**WHAT IS NEEDED:** Below you will find a set of lines. Repeat them all exactly.

[DATA SHOWN]

PR #1512, opened 2016-09-09
testhelpers: do not set credential.helper multiple times

sschuberth:
We already set this globally in setup().

### DIFF
--- a/test/test-credentials-no-prompt.sh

[/DATA SHOWN]

**WRITTEN RESPONSE:**
PR #1512, opened 2016-09-09
testhelpers: do not set credential.helper multiple times

sschuberth:
We already set this globally in setup().

### DIFF
--- a/test/test-credentials-no-prompt.sh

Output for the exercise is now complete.